CHENNAI: The freshers from around the state, who had joined the city’s prestigious Madras Medical College (MMC) are enjoying an unscheduled holiday that will go on till September 14, thanks to the severe space crunch at the hostel facilities of the institution. On September 1, the day the college reopened, male students from MBBS and paramedical streams staged a protest urging the management to accommodate freshers elsewhere, as the hostel was already congested. Their protest even received support from the parents of these freshers.
Following this, the management took the issue to the senior officials of the state health department, which instructed the freshers to go back to their respective native towns on leave and not return till September 14.
Finally, the college management’s desperate measures to find accommodation space for new students have found some success.
As many as 75 women trainee doctors (UG students doing internship), who were staying at the women’s hostel opposite the Rajiv Gandhi Government General Hospital, are being shifted to old Out-Patient (OP) building near Tower II block on the hospital premises.
“Initially, the management requested us to shift to the new women’s hotel on the erstwhile old prison premises. While it is okay for MBBS students, whose daily routine is filled with academic activities, it is unsafe for final year students like us who have night duty. Due to safety and security concerns, we did not agree to the proposal,” said a woman trainee doctor.
She added that they had apprehensions when they were offered space in the old OP building, as there were plans to demolish and reconstruct the building. “Dr S Geethalakshmi, director of the medical education, assured us that there will be no demolition until we complete our internship in March. That’s why we agreed to shift there,” she said.
“We have no problems shifting to the old OP building because the arrangements are satisfactory. But we hope that they won’t demolish the block before we complete our internship and make us struggle again,” said another student.
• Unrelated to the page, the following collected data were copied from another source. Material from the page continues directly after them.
PR #1044, opened 2022-11-24
implement NativeFinalizers in Realm

blagoev:
implement `NativeFinalizers` in Realm cause the Dart VM `NativeFinalizers` have an issue which causes the Dart GC to run too often cause of a bug while collecting memory. 
Dart VM issue here https://github.com/dart-lang/sdk/issues/50537

### DIFF
--- a/lib/src/native/realm_core.dart
+++ b/lib/src/native/realm_core.dart
@@ -85,6 +85,11 @@ class _RealmCore {
   static const libraryVersion = '0.7.0+rc';
   late String nativeLibraryVersion = _realmLib.realm_dart_library_version().cast<Utf8>().toDartString();
 
+  // for debugging only. Enable in realm_dart.cpp
+  // void invokeGC() {
+  //   _realmLib.realm_dart_gc();
+  // }
+
   LastError? getLastError(Allocator allocator) {
     final error = allocator<realm_error_t>();
     final success = _realmLib.realm_get_last_error(error);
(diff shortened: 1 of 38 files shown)


lib/src/native/realm_core.dart
```diff
@@ -85,6 +85,11 @@ class _RealmCore {
   static const libraryVersion = '0.7.0+rc';
   late String nativeLibraryVersion = _realmLib.realm_dart_library_version().cast<Utf8>().toDartString();
 
+  // for debugging only. Enable in realm_dart.cpp
```
blagoev, line 88: Should we leave this commented out here for the future?

src/realm_dart.cpp
```diff
@@ -94,4 +94,24 @@ RLM_API void realm_dart_invoke_unlock_callback(bool success, void* unlockFunc)
 }
 
 // stamped into the library by the build system (see prepare-release.yml)
-RLM_API const char* realm_dart_library_version() { return "0.8.0+rc"; }
+RLM_API const char* realm_dart_library_version() { 
+    return "0.8.0+rc"; 
+}
```
nirinchev, line 99: This will break the prepare-release workflow - it does simple string replacement without parsing the syntax tree.

blagoev: thanks for noticing will revert and put a comment there

nielsenko (approved):

desistefanova (approved):

PR #1046, opened 2022-11-29
support realm refresh()

blagoev:
Add support for Realm.refresh() and onRefresh callbacks
#793


lib/src/realm_class.dart
```diff
@@ -539,6 +539,21 @@ class Realm implements Finalizable {
...
+  /// Typically you don't need to call this method since Realm has auto-refresh built-in.
+  bool refresh() {
+    return realmCore.realmRefresh(this);
+  }
+
+  /// Returns a [Future] that will complete the first time the realm is refreshed to the version which is the
+  /// latest version at the time when this method is called.
+  Future<void> onRefresh(void Function() action) {
+    return realmCore.onRealmRefresh(this).whenComplete(action);
+  }
```
nirinchev, line 556: Why is this taking an action? I'd imagine an API like `Future<void> refreshAsync()` and if you want to do something after the refresh you use:

```
await realm.refreshAsync();
action();
```

It seems redundant to be exposing this as both a promise and a method that takes a callback.

blagoev: This is not refreshAsync implementation but rather a add_refresh_callback implementation. This takes a callback which will get executed only once and returns a Future since you might want to await it or most probably not. Just register the callback.

CHANGELOG.md
```diff
@@ -9,6 +9,7 @@
 ### Enhancements
 * Support setting `maxNumberOfActiveVersions` when creating a `Configuration`. ([#1036](https://github.com/realm/realm-dart/pull/1036))
 * Add List.move extension method that moves an element from one index to another. Delegates to ManagedRealmList.move for managed lists. This allows notifications to correctly report moves, as opposed to reporting moves as deletes + inserts. ([#1037](https://github.com/realm/realm-dart/issues/1037))
+* Add `Realm.refresh()` support. ([#1046](https://github.com/realm/realm-dart/pull/1046))
```
desistefanova, line 12: Why not to mention also `refreshAsync`?

desistefanova, line 12: Why not to mention also `refreshAsync`?

test/realm_test.dart
```diff
@@ -1567,6 +1566,75 @@ Future<void> main([List<String>? args]) async {
...
+    expect(called, true, reason: "beginWrite onRefresh failed");
+
+    called = false;
+    realm.write(() {
+      realm.refreshAsync().then((_) => called = true);
+      realm.add(Person("name"));
+    });
+
+    await Future<void>.delayed(Duration(milliseconds: 1));
+    expect(called, true, reason: "write onRefresh failed");
```
desistefanova, line 1594: This test looks strange to me. Why "write onRefresh failed" when called == true? Is it expected the Person not to be stored in the realm?

test/realm_test.dart
```diff
@@ -1567,6 +1566,75 @@ Future<void> main([List<String>? args]) async {
...
+
+  test('Realm.onRefresh sync transaction', () async {
+    final realm = getRealm(Configuration.local([Person.schema]));
+    var called = false;
+    final transaction = realm.beginWrite();
+    realm.refreshAsync().then((_) => called = true);
+    realm.add(Person("name"));
+    transaction.commit();
+
+    await Future<void>.delayed(Duration(milliseconds: 1));
```
desistefanova, line 1584: Is it correct to relly on the delay for 1 milisecond to ensure that the `refreshAsync` is completed?

test/realm_test.dart
```diff
@@ -1567,6 +1566,75 @@ Future<void> main([List<String>? args]) async {
...
+
+    expect(called, true);
+  });
+
+   test('Realm.onRefresh on frozen realm should be no-op', () async {
+    var realm = getRealm(Configuration.local([Person.schema]));
+    bool called = false;
+    realm = realm.freeze();
+
+    await Future.any([realm.refreshAsync().then((_) => called = true), Future<void>.delayed(Duration(milliseconds: 10))]);
```
desistefanova, line 1634: Probably you could use `waitFutureWithTimeout`.

desistefanova (commented):
I have added some questions.

test/realm_test.dart
blagoev: This is a message if the expect fails. Not that it expect it to fail

CHANGELOG.md
blagoev: will add it

test/realm_test.dart
blagoev: yes, this makes sure to release the event loop.

test/realm_test.dart
```diff
@@ -1567,6 +1566,75 @@ Future<void> main([List<String>? args]) async {
...
+  });
+
+  test('Realm.onRefresh async transaction', () async {
+    final realm = getRealm(Configuration.local([Person.schema]));
+    bool called = false;
+    final transaction = await realm.beginWriteAsync();
+    realm.refreshAsync().then((_) => called = true);
+    realm.add(Person("name"));
+    await transaction.commitAsync();
+    expect(called, true);
```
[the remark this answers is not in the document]
blagoev: yes since it releases the event loop.

test/realm_test.dart
blagoev: This is test specific. The problem with these functions is they become part of the internal testing API. And here problem is highlighted. I prefer to use the common Future API instead of increasing the size of the internal API which then one needs to remember that it exists

lib/src/native/realm_core.dart
```diff
@@ -764,8 +764,35 @@ class _RealmCore {
     _realmLib.invokeGetBool(() => _realmLib.realm_rollback(realm.handle._pointer), "Could not rollback write");
   }
 
-  void realmRefresh(Realm realm) {
+  bool realmRefresh(Realm realm) {
     _realmLib.invokeGetBool(() => _realmLib.realm_refresh(realm.handle._pointer), "Could not refresh");
+    //TODO: Remove this and return the correct result of calling `realm_refresh`.
+    //Currently there is a bug in C-API that does not return the refresh result correctly.
+    //Issue https://github.com/realm/realm-core/pull/6068
```
nielsenko, line 771: Should we await this fix before merging?

lib/src/native/realm_core.dart
```diff
@@ -764,8 +764,35 @@ class _RealmCore {
...
+    return true;
+  }
+  
+  Future<void> realmRefreshAsync(Realm realm) {
```
nielsenko, line 775: Maybe not for this PR, as this is a pattern we have used all over `realm_core.dart`..

Anyway.. Why not make this 
```suggestion
  Future<void> realmRefreshAsync(Realm realm) async {
```
and await the `completer.future` at the end. That way we are sure that any exceptions raised by this functions before that point is correctly wrapped in a `Future.error(ex)`

desistefanova (approved):

test/realm_test.dart
```diff
@@ -1567,6 +1566,75 @@ Future<void> main([List<String>? args]) async {
...
+  });
+
+   test('Realm.onRefresh on frozen realm should be no-op', () async {
+    var realm = getRealm(Configuration.local([Person.schema]));
+    bool called = false;
+    realm = realm.freeze();
+
+    await Future.any([realm.refreshAsync().then((_) => called = true), Future<void>.delayed(Duration(milliseconds: 10))]);
+    
+    expect(called, true);
```
nielsenko, line 1636:
```suggestion
    var realm = getRealm(Configuration.local([Person.schema]));
    realm = realm.freeze();

    expect(realm.refreshAsync().timeout(const Duration(milliseconds: 10)), completes);
```

test/realm_test.dart
```diff
@@ -1567,6 +1566,75 @@ Future<void> main([List<String>? args]) async {
...
+
+
+    realm.refreshAsync().then((_) => called = true);
+
+    realm.write(() {});
+
+    await Future<void>.delayed(Duration(milliseconds: 1));
+
+    expect(called, true);
```
nielsenko, line 1626:
```suggestion
  final realm = getRealm(Configuration.local([Person.schema]));

    final first = expectLater(realm.refreshAsync(), completes);
    realm.beginWrite().commit();
    await (first);

    final second = expectLater(realm.refreshAsync(), completes);
    realm.write(() {});
    await (second);
```

test/realm_test.dart
nielsenko, line 1604:
```suggestion
    final realm = getRealm(Configuration.local([Person.schema]));
    final transaction = await realm.beginWriteAsync();
    expectLater(realm.refreshAsync(), completes);
    realm.add(Person("name"));
    await transaction.commitAsync();
```

test/realm_test.dart
nielsenko, line 1594:
```suggestion
    final realm = getRealm(Configuration.local([Person.schema]));
    final transaction = realm.beginWrite();
    final first = expectLater(realm.refreshAsync(), completes, reason: "beginWrite onRefresh failed");
    realm.add(Person("name"));
    transaction.commit();
    await first;

    realm.write(() {
      expectLater(realm.refreshAsync(), completes, reason: "write onRefresh failed");
      realm.add(Person("name"));
    });
```

nielsenko (changes requested):
Mostly test related suggestions

lib/src/native/realm_core.dart
blagoev: It seems we will anyway, but merging this without it also will work

lib/src/native/realm_core.dart
blagoev: I was debating to the same but for the public API which is the entry point. so `Realm.refreshAsync`. Let's discuss that and we can do it for all. But not in this PR :)

test/realm_test.dart
blagoev: I will use the suggestion

test/realm_test.dart
blagoev: This changes the test too much as it is not readable what is happening and what is the expectation. Lets leave it as I have written so it is more clear what goes after the other.

test/realm_test.dart
blagoev: As above

test/realm_test.dart
blagoev: as above

test/realm_test.dart
nielsenko: I believe it is clearer like I write it. It is also shorter. I would like us to stop using the flag based approach, and spread the knowledge of how to do it right.

test/realm_test.dart
```diff
@@ -1567,6 +1566,75 @@ Future<void> main([List<String>? args]) async {
...
+  });
+
+   test('Realm.onRefresh on frozen realm should be no-op', () async {
+    var realm = getRealm(Configuration.local([Person.schema]));
+    bool called = false;
+    realm = realm.freeze();
+
+    await realm.refreshAsync().timeout(const Duration(microseconds: 10));
+    
+    expect(called, true);
```
nielsenko, line 1636: I think you introduced an error here. It should be:
```suggestion
    realm = realm.freeze();

    expect(realm.refreshAsync().timeout(const Duration(milliseconds: 10)), completes);
```
you are not setting the flag anymore, and you are not expecting `completes`

test/realm_test.dart
nirinchev: I'm not sure what this test is supposed to test (in either of the forms). `realm.refreshAsync()` should complete synchronously when we're already at the latest version, which is pretty much always when using a single isolate. So it will have resolved already before we even get to `realm.write`. If we want to verify that it actually does something, we need to spin up a second isolate, open the same realm, write a bunch of data in it, then commit the transaction, signal the first isolate, then assert the data is not visible, call refresh async, assert that the data is visible.

blagoev: this test is the same as what we have in Core. Just using Dart

blagoev:
blocked on https://github.com/realm/realm-core/issues/6075

test/realm_test.dart
nielsenko: @nirinchev Currently calling `await realm.refreshAsync()` today will block until something is actually written to the realm. So it tests that.. which may well be a bug in the C-api.

nirinchev: Yeah, it's not the intended behavior though. There's no obvious situation in which this is going to be useful behavior.

nielsenko: I can see value in knowing when the next transaction completes, but I agree that is not what this API is intended for.

desistefanova: The test suggested by @nirinchev is added.

test/realm_test.dart
desistefanova: Outdated.

test/realm_test.dart
desistefanova: Outdated

test/realm_test.dart
desistefanova: Outdated.

lib/src/realm_class.dart
```diff
@@ -562,6 +562,24 @@ class Realm implements Finalizable {
 
     realmCore.writeCopy(this, config);
   }
+
+  /// Update the `Realm` instance and outstanding objects to point to the most recent persisted version.
+  ///
+  /// If another process or thread has made changes to the realm file, this causes
```
blagoev, line 568:
```suggestion
  /// If another process or [Isolate] has made changes to the realm file, this causes
```

lib/src/realm_class.dart
```diff
@@ -562,6 +562,24 @@ class Realm implements Finalizable {
...
+  /// those changes to become visible in this realm instance.
+  /// Typically you don't need to call this method since Realm has auto-refresh built-in.
+  /// Returns `true` only if there are changed data to refresh.
```
blagoev, line 571: This drastically differs from what .NET has for example. Here is the doc API .NET has currently
https://www.mongodb.com/docs/realm-sdks/dotnet/latest/reference/Realms.Realm.html#Realms_Realm_Refresh

> Note that this may return true even if no data has actually changed.

Also this is not what the native code is doing. Native code is returning `did_refresh` and it does not return `true` if any data actually changed

lib/src/realm_class.dart
```diff
@@ -562,6 +562,24 @@ class Realm implements Finalizable {
...
+  bool refresh() {
+    return realmCore.realmRefresh(this);
+  }
+
+  /// Returns a [Future<bool>] that will complete when the `Realm` is refreshed to the version which is the
+  /// latest version at the time when this method is called.
+  ///
+  /// Returns `true` only if there are changed data to refresh.
```
blagoev, line 579: same as above

nielsenko (commented):
I think we should consider dropping the synchronous version, and renaming the async version to just `refresh`

test/realm_test.dart
```diff
@@ -1756,6 +1755,125 @@ Future<void> main([List<String>? args]) async {
       });
     }
   }
+  test('Realm.refresh no changes', () async {
+    final realm = getRealm(Configuration.local([Person.schema]));
+    final result = realm.refresh();
+    expect(result, false);
+  });
+
+  test('Realm.refresh into sync transaction', () async {
```
blagoev, line 1764: what does it mean `into sync transaction`. This test name is not clear. Also it is named `Realm.refresh()` but executes `refreshAsync`
Should we rename to 
```suggestion
  test('Realm.refreshAsync() sync transaction', () async {
```

test/realm_test.dart
```diff
@@ -1756,6 +1755,125 @@ Future<void> main([List<String>? args]) async {
...
+    final transaction = realm.beginWrite();
+    realm.refreshAsync().then((refreshed) {
+      called = true;
+      isRefreshed = refreshed;
+    });
+    realm.add(Person("name"));
+    transaction.commit();
+
+    await Future<void>.delayed(Duration(milliseconds: 1));
+    expect(isRefreshed, false, reason: "There are no new data");
```
blagoev, line 1777:
```suggestion
    expect(isRefreshed, false, reason: "There is no new data");
```

blagoev: I think the reason should state why we have this expecations. So this should be 
"There should be no new data"

blagoev: In general adding a reason like this here is not adding much info. I see using a `reason` when the expectation is not clear enough

test/realm_test.dart
```diff
@@ -1756,6 +1755,125 @@ Future<void> main([List<String>? args]) async {
...
+    expect(called, true, reason: "Refresh called after transaction commit");
```
blagoev, line 1778:
```suggestion
    expect(called, true);
```

test/realm_test.dart
```diff
@@ -1756,6 +1755,125 @@ Future<void> main([List<String>? args]) async {
...
+    expect(realm.all<Person>().length, 1);
+  });
+
+  test('Realm.refresh into a write block', () async {
```
blagoev, line 1782:
```suggestion
  test('Realm.refreshAsync from within a write block', () async {
```

test/realm_test.dart
```diff
@@ -1756,6 +1755,125 @@ Future<void> main([List<String>? args]) async {
...
+    realm.write(() {
+      realm.refreshAsync().then((refreshed) {
+        called = true;
+        isRefreshed = refreshed;
+      });
+      realm.add(Person("name"));
+    });
+
+    await Future<void>.delayed(Duration(milliseconds: 1));
+    expect(isRefreshed, false, reason: "There are no new data");
```
blagoev, line 1795:
```suggestion
    expect(isRefreshed, false);
```

test/realm_test.dart
```diff
@@ -1756,6 +1755,125 @@ Future<void> main([List<String>? args]) async {
...
+    expect(called, true, reason: "Refresh called after write block completes");
```
blagoev, line 1796:
```suggestion
    expect(called, true);
```

test/realm_test.dart
```diff
@@ -1756,6 +1755,125 @@ Future<void> main([List<String>? args]) async {
...
+    expect(realm.all<Person>().length, 1);
+  });
+
+  test('Realm.refresh into async transaction', () async {
```
blagoev, line 1800:
```suggestion
  test('Realm.refreshAsync from within an async transaction', () async {
```

test/realm_test.dart
```diff
@@ -1756,6 +1755,125 @@ Future<void> main([List<String>? args]) async {
...
+    bool called = false;
+    bool isRefreshed = false;
+    final transaction = await realm.beginWriteAsync();
+    realm.refreshAsync().then((refreshed) {
+      called = true;
+      isRefreshed = refreshed;
+    });
+    realm.add(Person("name"));
+    await transaction.commitAsync();
+    expect(isRefreshed, false, reason: "There are no new data");
```
blagoev, line 1811: remove `reason`

test/realm_test.dart
```diff
@@ -1756,6 +1755,125 @@ Future<void> main([List<String>? args]) async {
...
+    expect(called, true, reason: "Refresh called after transaction commit");
```
blagoev, line 1812: remove `reason`

test/realm_test.dart
```diff
@@ -1756,6 +1755,125 @@ Future<void> main([List<String>? args]) async {
...
+    expect(realm.all<Person>().length, 1);
+  });
+
+  test('Realm.refresh is called if registered outside a transaction', () async {
```
blagoev, line 1816:
```suggestion
  test('Realm.refreshAsync outside a transaction', () async {
```

blagoev, line 1816: This test is not need imo. Or the name is really not explaining what we are testing in the test.

test/realm_test.dart
```diff
@@ -1756,6 +1755,125 @@ Future<void> main([List<String>? args]) async {
...
+    });
+
+    realm.write(() {});
+    await Future<void>.delayed(Duration(milliseconds: 1));
+
+    expect(isRefreshed, false, reason: "There are no new data");
+    expect(called, true);
+  });
+
+  test('Realm.refresh on frozen realm should be no-op', () async {
```
blagoev, line 1833:
```suggestion
  test('Realm.refreshAsync on frozen realm should be no-op', () async {
```

blagoev: why are we testing with refreshAsync in all tests? Why not use the sync version here?

test/realm_test.dart
```diff
@@ -1756,6 +1755,125 @@ Future<void> main([List<String>? args]) async {
...
+    var realm = getRealm(Configuration.local([Person.schema]));
+    bool called = false;
+    realm = realm.freeze();
+    final isRefreshed = await realm.refreshAsync();
+    expect(isRefreshed, false);
+  });
+
+  test('Realm.refresh is updating data', () async {
```
blagoev, line 1841:
```suggestion
  test('Realm.refresh', () async {
```

test/realm_test.dart
```diff
@@ -1756,6 +1755,125 @@ Future<void> main([List<String>? args]) async {
...
+    Completer<void> completer = Completer<void>();
```
blagoev, line 1842: I would move the completer creation close to where it is first used

test/realm_test.dart
```diff
@@ -1756,6 +1755,125 @@ Future<void> main([List<String>? args]) async {
...
+    final realm = getRealm(Configuration.local([Person.schema]));
+    String personName = generateRandomString(5);
+    final path = realm.config.path;
+    final results = realm.query<Person>(r"name == $0", [personName]);
+
+    expect(realm.refresh(), false);
+    realm.setAutoRefresh(false);
+
+    ReceivePort receivePort = ReceivePort();
```
blagoev, line 1851: This test seems unnecessary complex. Why are we sending booleans and waiting for 100 mils?

blagoev: I would expect this to work as well

```dart
 final externalRealm = Realm(Configuration.local([Person.schema], path: path));
      externalRealm.write(() {
        externalRealm.add(Person(personName));
      });
    externalRealm.close();
```

blagoev (commented):
[CHANGES REQUESTED]. 
I can't not make my own PRs RED in GH

test/realm_test.dart
```diff
@@ -1815,15 +1811,35 @@ Future<void> main([List<String>? args]) async {
...
   });
+
+  test('Realm.refresh is updating data', () async {
+    final realm = getRealm(Configuration.local([Person.schema]));
+    bool called = false;
+    String personName = generateRandomString(5);
+    final path = realm.config.path;
+    final results = realm.query<Person>(r"name == $0", [personName]);
+
+    await Isolate.run(() async {
```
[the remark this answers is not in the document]
desistefanova: I removed `Isolate.run` because it doesn't pass for MacOS where we are testing with Flutter 3.3.10.

lib/src/native/realm_core.dart
```diff
@@ -581,6 +581,10 @@ class _RealmCore {
     });
   }
 
+  void realmSetAutoRefresh(Realm realm, bool enable) {
```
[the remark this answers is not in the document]
desistefanova: It is by purpose. We may need to enable the auto refresh in some tests after it has been disabled.

test/realm_test.dart
desistefanova: You suggested to close the second realm after the refresh was called. That's why I close it a little bit later. If you think it is not need I can simplify the test.

test/realm_test.dart
desistefanova: I agree. Shall I remove it?

lib/src/native/realm_core.dart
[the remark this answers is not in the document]
blagoev: We don't need to currently. Are you planning on adding more tests?

test/realm_test.dart
blagoev: I think it should not be needed if we disable autorefresh. My suggestion was how to workaround autorefresh. Which is not needed now

lib/src/native/realm_core.dart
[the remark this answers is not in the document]
desistefanova: OK

test/realm_test.dart
desistefanova: Done.

lib/src/realm_class.dart
```diff
@@ -562,6 +562,24 @@ class Realm implements Finalizable {
...
+  /// Typically you don't need to call this method since Realm has auto-refresh built-in.
+  /// Note that this may return true even if no data has actually changed.
+  bool refresh() {
+    return realmCore.realmRefresh(this);
+  }
+
+  /// Returns a [Future] that will complete when the `Realm` is refreshed to the version which is the
+  /// latest version at the time when this method is called.
+  ///
+  /// Note that this may return true even if no data has actually changed.
```
blagoev, line 579:
```suggestion
  /// Note that this may return `true` even if no data has actually changed.
```

test/realm_test.dart
```diff
@@ -1756,6 +1755,95 @@ Future<void> main([List<String>? args]) async {
...
+    final realm = getRealm(Configuration.local([Person.schema]));
+    String personName = generateRandomString(5);
+    final path = realm.config.path;
+    final results = realm.query<Person>(r"name == $0", [personName]);
+
+    expect(realm.refresh(), false);
+    realm.disableAutoRefreshForTesting();
+
+    ReceivePort receivePort = ReceivePort();
+    Isolate.spawn((SendPort sendPort) async {
```
blagoev, line 1833: Can we use `Isolate.run` which returns a future with a result we can `await` here. Then we can remove the recieving port and the weird await for below?

blagoev (commented):
[SUGGESTED CHANGES]

nielsenko (approved):

Issue #75, opened 2022-05-27
Rustdoc documentation


igaray:
- The rustdoc comments should be polished and expanded in general.
- cleopatra is yet green to publish to crate.io and thus docs.rs but perhaps work could be done on the CI to add the rendered docs to the repo's github pages.

PartyLich:
> ... work could be done on the CI to add the rendered docs to the repo's github pages.

Are you accepting PRs for this?

If so, there's a working example in my fork. The [bench page](https://partylich.github.io/cleopatra_cairo/) remains the root, and has an additional link to the [docs](https://partylich.github.io/cleopatra_cairo/cleopatra_cairo/index.html).

pefontana:
Already done

PR #200, opened 2022-06-29
ci: add gh-pages docs workflow

PartyLich:
## Description

Partially addresses #75, providing rendered documentation on github pages. 

This pull adds a CI task and makefile target to build and deploy rustdocs. 

The current benchmark CI task should be unaffected, though its template is being updated in  [PR#201](https://github.com/lambdaclass/cleopatra_cairo/pull/201) to link to the generated html docs.

## Checklist
- [x] Linked to Github Issue
- [ ] Unit tests added


.github/workflows/docs.yml
```diff
@@ -0,0 +1,29 @@
+name: docs
+on:
+  push:
+    branches: [ main ]
+  pull_request:
+    branches: [ '*' ]
```
Oppen, line 6: We probably don't want to run this on PRs. Doing so could generate docs for bound to change features (say we iterate several times over a new API and no release includes it).

.github/workflows/docs.yml
```diff
@@ -0,0 +1,29 @@
...
+          toolchain: nightly
+          override: true
+          components: rustfmt, clippy
+    - uses: actions/checkout@v3
+    - name: Make Docs
+      run: make docs
+    - name: Jekyll fix
+      run: touch target/doc/.nojekyll
+    - name: Update gh-pages
+      uses: JamesIves/github-pages-deploy-action@v4.3.3
```
Oppen, line 24: This action seems to attempt to force push. That's actually why the pipelines is failing right now. Maybe there's a way to configure it so it creates a PR instead?

PartyLich: There is a `force` option enabled by default, with the stated alternative of 
> ..attempt to rebase new deployments onto any existing ones
when force is disabled. If that's not viable we may need another action entirely.

.github/workflows/docs.yml
PartyLich: Makes sense. Adjustment made.

PartyLich:
Thank you for taking the time to consider it! Updates have been made to address the review.

If the idea to have the task open a PR rather than commit directly really feels superior, I can do some investigation this weekend. The current action doesn't directly support it, but we might be able to do something along the lines of pushing to a new branch with the current action and using an additional action to open the PR. I could also fork the current action and adjust behavior, but the idea of maintaining that doesn't sound terribly appealing.

Oppen:
Hi @PartyLich, we just merged a PR removing the Rust pipelines from the `gh-pages` branch, if you want to rebase that should allow the workflows to pass.

Oppen:
Hi again @PartyLich. We've discussed internally with the team and came to the conclusion that the PR approach is much more desirable as it allows us to review the new docs before publishing. The idea of pushing to a new branch sounds appealing, maybe some `gh-pages_<short-ref>` would make sense.

PartyLich:
Okay, thanks for the update. I won't have time to write and test the alternative approach until the weekend, but I should have something going by or before Monday.

The proposed workflow will

1.  Build the docs when `main` is updated
2. Push a commit to `gh-pages_<short-ref>`
3. Open a PR from  `gh-pages_<short-ref>` --> `gh-pages` 

> That way we could also make it so pushes to that kind of branch create the PR or something similar (my Actions Fu is not really strong, so I'm not 100% sure that's feasible).

I was planning to include the above in a single docs workflow; are you also suggesting any push to a `gh-pages_<short-ref>` branch will likewise create a PR? Afaik that's feasible, we would just separate the PR creation step into its own workflow. So we'd have
- workflow 1:
  -  Steps 1 & 2 as above
- workflow 2:
  - Step 3 for *any* push to a branch with the `gh-pages_` prefix

Any specific desires for the PR title? It'll be easy to change later, but if there's a standard in mind already I'd rather get it as close to right as possible the first time.

PartyLich:
Updated. 

As currently written, runs of this workflow should produce a [PR like this one](https://github.com/PartyLich/cleopatra_cairo/pull/4):
image

Oppen:
I love this, thanks!

PR #208, opened 2022-06-29
Add error tests of functions in cairo_run

entropidelic:
# Add error tests of functions in cairo_run

## Description
Add tests for errors in `cairo_run`.
Some invalid programs were added to `tests/support` to make functions return errors.

## Checklist
- [ ] Unit tests added

### DIFF
--- a/src/cairo_run.rs
+++ b/src/cairo_run.rs
@@ -4,7 +4,7 @@ use crate::vm::runners::cairo_runner::CairoRunner;
 use crate::vm::trace::trace_entry::RelocatedTraceEntry;
 use num_bigint::BigInt;
 use std::fs::File;
-use std::io::{self, Write};
+use std::io::{self, Error, ErrorKind, Write};
 use std::path::Path;
 
 pub fn cairo_run(path: &Path) -> Result<CairoRunner, CairoRunError> {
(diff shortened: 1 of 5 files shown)


src/cairo_run.rs
```diff
@@ -49,16 +49,24 @@ pub fn write_output(cairo_runner: &mut CairoRunner) -> Result<(), CairoRunError>
...
-                "Failed to dump trace at position {}, serialize error: {}",
-                i, e
-            );
+        match bincode::serialize_into(&mut buffer, entry) {
+            Ok(()) => continue,
+            Err(e) => {
+                let error_string =
+                    format!("Failed to dump trace at position {i}, serialize error: {e}");
+                return Err(Error::new(ErrorKind::Other, error_string));
+            }
```
Oppen, line 65: This looks like `if let Err(e)` still did the job, just changing the body to the new one.

src/cairo_run.rs
```diff
@@ -155,34 +160,53 @@ mod tests {
...
-
-        assert!(expected_trace == serialized_program);
+        let expected_trace_path = Path::new("tests/support/struct.trace");
+        let cleopatra_trace_path = Path::new("tests/support/struct_cleopatra.trace");
+
+        // run test program until the end
+        let mut cairo_runner = match run_test_program(program_path) {
+            Ok(cairo_runner) => cairo_runner,
+            Err(_) => panic!("Could not run test program"),
+        };
```
Oppen, line 200: Why not `assert!(cairo_runner.is_ok())`?

src/cairo_run.rs
```diff
@@ -49,16 +49,21 @@ pub fn write_output(cairo_runner: &mut CairoRunner) -> Result<(), CairoRunError>
 
 /// Writes a trace as a binary file. Bincode encodes to little endian by default and each trace
 /// entry is composed of 3 usize values that are padded to always reach 64 bit size.
-pub fn write_binary_trace(relocated_trace: &[RelocatedTraceEntry], trace_file: &Path) {
-    let mut buffer = File::create(trace_file).expect("Error while creating trace file");
+pub fn write_binary_trace(
+    relocated_trace: &[RelocatedTraceEntry],
+    trace_file: &Path,
+) -> io::Result<()> {
+    let mut buffer = File::create(trace_file).expect("Could not create trace file");
```
Oppen, line 56: This should return an error as well.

Dr R Vimala, the dean of the college, told City Express that the issue of space crunch had been resolved for now with a series of measures and the male students among the freshers would be on leave till next Monday. The OP building, she added, would not be demolished till March, until the students completed their internship.
Meanwhile, women MBBS students have been shifted to the new women’s hostel built on the erstwhile central prison premises. As the entire old women’s hostel is vacant now, the paramedical male students, who have been accommodated with MBBS students in the men’s hostel near Broadway, are being shifted there. Once the crowd is reduced at the men’s hostel, freshers will be accommodated, some sources said.
Though the issue is gradually getting resolved, the youngsters are not pleased about the way they have been made to suffer for want of space, and that too at one of the most prestigious medical education institutes in the state.
“The authorities had announced that a new block will be build on the men’s hostel premises to avoid extreme congestion. But a year had gone by and we don’t know what happened to that proposal now,” lamented an undergraduate student.